Racking entails transferring 210 litres out of 225 from one barrel to the neighbouring one using an inert gas (nitrogen) that pushes the wine out of the barrel while avoiding the risk of oxidation. Neither pumps nor filters are used so as not to upset the wine’s balance. A tripod called a chèvre makes it possible to tip the barrel at the end of racking. During this final stage, the wine’s clarity is checked visually by a technician. He does this by pouring a sample into a glass and holding it up to a light source. He alone decides whether to go on with the racking or to stop.

It is only after three months in barrel, at the end of winter and before the en primeur tastings for the wine trade and the media, that the blend is made. This means that wines from various plots are put together for the first time. This blending is more than just a simple step in the long process leading to the production of a new vintage. Instead, it is the writing of a new page in the history of Cheval Blanc. The aim is not at all to make the same wine every year, but to produce the most beautiful Cheval Blanc in a given year – one that combines vintage character with the estate’s intrinsic characteristics of freshness, elegance, finesse, length, and balance. The team making the blend must work hard to create the best possible synthesis. Every vintage leads to a new interpretation of Cheval Blanc’s terroir.

During blending, wine from each barrel is tasted and its expression of the plots it represents assayed. The extraordinary complexity of Cheval Blanc’s terroir shows through at this time, as well as the perfect complementarity of Cabernet Franc and Merlot. Depending on the vintage, wine from fifteen to thirty-five plots out of forty-five go into the grand vin. The choice of plots in a specific vintage is not governed by any hard and fast rules other than truths revealed by very careful tasting. Furthermore, the exact proportion of Cabernet Franc and Merlot is not set in stone, nor are production figures defined in advance. Only excellence determines which wines are worthy to become Cheval Blanc.

Blending is an art calling for considerable expertise. This is a very important event at the château calling for inspiration and concentration – but also doubt and uncertainty. Every member of the team is well aware of the precise proportions in previous years going back decades – and that the balance can shift enormously by adding or excluding as little as one barrel of wine.
Wines from selected barrels (and thus from selected plots) are briefly left to marry in a 220-hectolitre stainless steel vat. The blend is then put back into barrels and returned to the ageing cellar, where the wines remain for one more year in the semi-darkness, naturally ventilated by a Mashrabiya.
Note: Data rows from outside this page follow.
PR #5897, opened 2026-06-01
SFTTrainer: merge entropy and accuracy computation to eliminate redundant logits copy

flutist:
**PR Title**

`SFTTrainer: merge entropy and accuracy computation to eliminate redundant logits copy`

**PR Description**

## What does this PR do?

Merges the entropy and token accuracy computations in `SFTTrainer.compute_loss` into a single `torch.no_grad()` block, eliminating a redundant `.contiguous()` copy of the full logits tensor.

When `loss_type="nll"` (the default) and Liger kernel is not used, `compute_loss` previously materialized `shift_logits = outputs.logits[..., :-1, :].contiguous()` **twice** — once for entropy calculation and once for accuracy calculation. The logits tensor shape is `[batch_size, seq_len, vocab_size]` — for a model with `vocab_size` ~152k (e.g. Qwen2.5), this is one of the largest allocations in `compute_loss`. The second copy is entirely redundant since both metrics operate on the same shifted logits.

### Changes:

- Moved `predictions = shift_logits.argmax(dim=-1)` and accuracy computation into the existing entropy `torch.no_grad()` block, reusing the same `shift_logits` tensor
- Removed the separate accuracy `else` branch that performed a second `.contiguous()` call
- Net reduction of ~20 lines of code

## Memory benchmark

Benchmark script (not included in this PR):

```python
import gc
import torch
from datasets import load_dataset
from trl import SFTConfig, SFTTrainer

if not torch.cuda.is_available():
    print("ERROR: No CUDA GPU available.")
    exit(1)

gc.collect()
torch.cuda.empty_cache()
torch.cuda.reset_peak_memory_stats()

dataset = load_dataset("trl-lib/Capybara", split="train[:200]")

args = SFTConfig(
    output_dir="/tmp/sft_peak_bench",
    per_device_train_batch_size=4,
    max_steps=3,
    max_length=1024,
    gradient_checkpointing=True,
    bf16=True,
    report_to="none",
    logging_steps=1,
    loss_type="nll",
)

trainer = SFTTrainer(model="Qwen/Qwen2.5-0.5B-Instruct", args=args, train_dataset=dataset)
trainer.train()

peak_mb = torch.cuda.max_memory_allocated() / 1024**2
print(f"\nPeak allocated: {peak_mb:.1f} MB")
```

Results (Qwen2.5-0.5B-Instruct, batch\_size=4, max\_length=1024, bf16, gradient\_checkpointing=True):

| | Peak allocated |
|---|---|
[...]

PR #5926, opened 2026-06-03
Remove redundant .contiguous() calls in DPOTrainer to reduce peak memory

flutist:
## PR Title

`Remove redundant .contiguous() calls in DPOTrainer to reduce peak memory`

## PR Body

**What does this PR do?**

Removes unnecessary `.contiguous()` calls on logits, labels, and completion masks in `DPOTrainer.compute_ref_log_probs` and `DPOTrainer._compute_loss`.

These slicing operations (`[..., :-1, :]`, `[..., 1:]`) produce non-contiguous views. Calling `.contiguous()` forces a full copy — for the logits tensor `[B, S, V]` with Qwen's 151k vocab, each copy is ~580 MB in bf16. In `_compute_loss` without `precompute_ref_log_probs`, both model and ref logits are copied, wasting ~1.16 GB.

The downstream consumer `selective_log_softmax` only uses `torch.gather` and `torch.logsumexp`, neither of which requires contiguous input. The same optimization was already applied to `SFTTrainer` in #5897.

The Liger loss path (`_compute_loss_liger`) is left unchanged since fused Liger kernels may rely on contiguous memory.

**Benchmark** (Qwen2.5-0.5B-Instruct, A100 44GB, bf16, batch\_size=4, max\_length=512, `precompute_ref_log_probs=False`):

| | Before | After | Δ |
|---|---|---|---|
| Peak memory | 18289 MB | 15531 MB | **−2758 MB (−15.1%)** |
| Train time (3 steps) | 2.00 s | 2.00 s | — |
| Loss / metrics | identical | identical | — |

<details>
<summary>Reproduce</summary>

```python
# Save as bench.py, then run:
#   python bench.py                                          # after
#   git stash && python bench.py && git stash pop            # before
import gc, tempfile, time, torch

gc.collect(); torch.cuda.empty_cache(); torch.cuda.reset_peak_memory_stats()
dataset = load_dataset("trl-lib/ultrafeedback_binarized", split="train[:100]")
args = DPOConfig(
    output_dir=tempfile.mkdtemp(), save_strategy="no",
    per_device_train_batch_size=4, max_steps=3, max_length=512,
    gradient_checkpointing=True, bf16=True, report_to="none",
    logging_steps=1, precompute_ref_log_probs=False,
)
start = time.perf_counter()
trainer = DPOTrainer(model="Qwen/Qwen2.5-0.5B-Instruct", args=args, train_dataset=dataset)
trainer.train()
peak_mb = torch.cuda.max_memory_allocated() / 1024**2
print(f"Peak: {peak_mb:.0f} MB | Time: {time.perf_counter()-start:.1f}s")
```

</details>

**Before submitting**

- [x] This PR fixes a bug or adds a non-invasive improvement (no new features or API changes)
- [x] A benchmark is included demonstrating the memory reduction

---

> [!NOTE]
> **Low Risk**
> Narrow memory optimization on tensor views with unchanged numerics; Liger path untouched and behavior matches the prior SFTTrainer change.
> 
> **Overview**
> **DPOTrainer** no longer calls `.contiguous()` on shifted `logits`, `input_ids`, and `completion_mask` in `compute_ref_log_probs` and `_compute_loss`. Slicing already yields views; forcing contiguity duplicated large `[B, S, V]` tensors and inflated peak VRAM during reference and policy log-prob computation.
> 
> Downstream `selective_log_softmax` only uses `torch.gather` and `torch.logsumexp`, so contiguity was unnecessary—the same change was already made for **SFTTrainer** in #5897. The **Liger** loss path (`_compute_loss_liger`) is unchanged because fused kernels may still expect contiguous buffers.
> 
> Reported impact: materially lower peak memory with identical loss/metrics and no training-time regression in the included benchmark.
> 
> <sup>Reviewed by [Cursor Bugbot](https://cursor.com/bugbot) for commit 528bc898e32466b9164a9f6d9a0f58b9057e782b. Bugbot is set up for automated code reviews on this repo. Configure [here](https://www.cursor.com/dashboard/bugbot).</sup>

### DIFF
--- a/trl/trainer/dpo_trainer.py
+++ b/trl/trainer/dpo_trainer.py
@@ -1074,9 +1074,9 @@ class DPOTrainer(_BaseTrainer):
 
         input_ids = inputs["input_ids"]
         completion_mask = inputs["completion_mask"]
-        shift_labels = input_ids[..., 1:].contiguous()
-        shift_completion_mask = completion_mask[..., 1:].contiguous()
-        ref_shift_logits = ref_outputs.logits[..., :-1, :].contiguous()
+        shift_labels = input_ids[..., 1:]
+        shift_completion_mask = completion_mask[..., 1:]
+        ref_shift_logits = ref_outputs.logits[..., :-1, :]
         ref_per_token_logps = selective_log_softmax(ref_shift_logits, shift_labels)
         ref_per_token_logps[shift_completion_mask == 0] = 0.0
 
@@ -1182,9 +1182,9 @@ class DPOTrainer(_BaseTrainer):
 
         input_ids = inputs["input_ids"]
         completion_mask = inputs["completion_mask"]
-        shift_logits = outputs.logits[..., :-1, :].contiguous()
-        shift_labels = input_ids[..., 1:].contiguous()
-        shift_completion_mask = completion_mask[..., 1:].contiguous()
+        shift_logits = outputs.logits[..., :-1, :]
+        shift_labels = input_ids[..., 1:]
+        shift_completion_mask = completion_mask[..., 1:]
         per_token_logps = selective_log_softmax(shift_logits, shift_labels)
         per_token_logps[shift_completion_mask == 0] = 0.0  # mask out non-completion tokens
         if self.ld_alpha is None:
@@ -1219,7 +1219,7 @@ class DPOTrainer(_BaseTrainer):
                 else:
                     ref_outputs = self.ref_model(**model_kwargs)
 
-            ref_shift_logits = ref_outputs.logits[..., :-1, :].contiguous()
+            ref_shift_logits = ref_outputs.logits[..., :-1, :]
             ref_per_token_logps = selective_log_softmax(ref_shift_logits, shift_labels)
             ref_per_token_logps[shift_completion_mask == 0] = 0.0  # mask out non-completion tokens
             if self.ld_alpha is None:


flutist:
@qgallouedec Hi! Could you take a look at this PR when you have a chance?

qgallouedec:
cool! super useful! can you make sure that this same inconsistency is also removed from the other trainers (some actually use the same pattern)

qgallouedec:
I did a test myself:

```python
import torch

from trl import DPOTrainer

dataset = load_dataset("trl-lib/ultrafeedback_binarized", split="train[:200]")

trainer = DPOTrainer(model="Qwen/Qwen3-1.7B", train_dataset=dataset)
trainer.train()
print(f"Peak GPU memory: {torch.cuda.max_memory_allocated() / 1024**3:.2f} GiB")
```

| | Peak GPU memory |
| --- | --- |
| Before | 69.29 GiB |
| After | 67.40 GiB |

qgallouedec (approved):

flutist:
> cool! super useful! can you make sure that this same inconsistency is also removed from the other trainers (some actually use the same pattern)

@qgallouedec Thanks for the review! I checked the other trainers:

SFTTrainer: SFT's .contiguous() is in the metrics computation block (inside torch.no_grad()), which runs after the forward + backward pass. At that point, peak memory has already been determined by the activations during forward/backward — even if there's a logits copy during the metrics phase, it won't exceed the previous peak.

qgallouedec:
ok no worry, we'll investigate case by case in subsequent PRs, thanks!

albertvillanova (commented):
Thank you for this contribution.

Before we merge, I would like to ask for two things.

1. Extend to the other trainers with the identical pattern

This repository has a strong convention that when duplicated logic is fixed in one trainer, the same fix must be applied to all others that carry the same code. The pattern you removed  (.contiguous() on a shifted slice immediately before selective_log_softmax) appears in several more places.

We would prefer to handle all of these in a single PR rather than a series of follow-ups; the experimental trainers can be included in this PR or in an immediate follow-up.

2. Minor: adjust the PR title

"with 15% save" is accurate for the specific benchmark configuration (Qwen2.5-0.5B, batch size 4, precompute_ref_log_probs=False), but the real saving is proportional to vocab size and sequence length.

Thank you again for the clear write-up. Once the scope is expanded to the other trainers, this will be ready to merge.

qgallouedec:
Oh sorry I merged before your review @albertvillanova

flutist:
> Oh sorry I merged before your review @albertvillanova

dont worry, i will fix it, finish the remaining work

The precision of the gesture, the fundamental factor

Barrel ageing begins in late November or the month of December. A few weeks later, in January or February, the first racking is done. This delicate operation clarifies the wine by separating it from the lees. Cheval Blanc feels it important to obtain clear juice quickly, and to keep it separate from the lees that would make the wine coarser. Racking is done every three months, i.e. a total of five to seven times, depending on the vintage. Wine is racked by hand from barrel to barrel at Cheval Blanc, via the esquive, or small bunghole, for perfect clarification and to avoid contact with oxygen. This age-old practice calls for special skills that have become extremely rare. The fact that this tradition has been maintained shows the château’s commitment to a simple, fundamental value: complete, careful control over winemaking.

This is a very important event at the château calling for inspiration and concentration – but also doubt and uncertainty.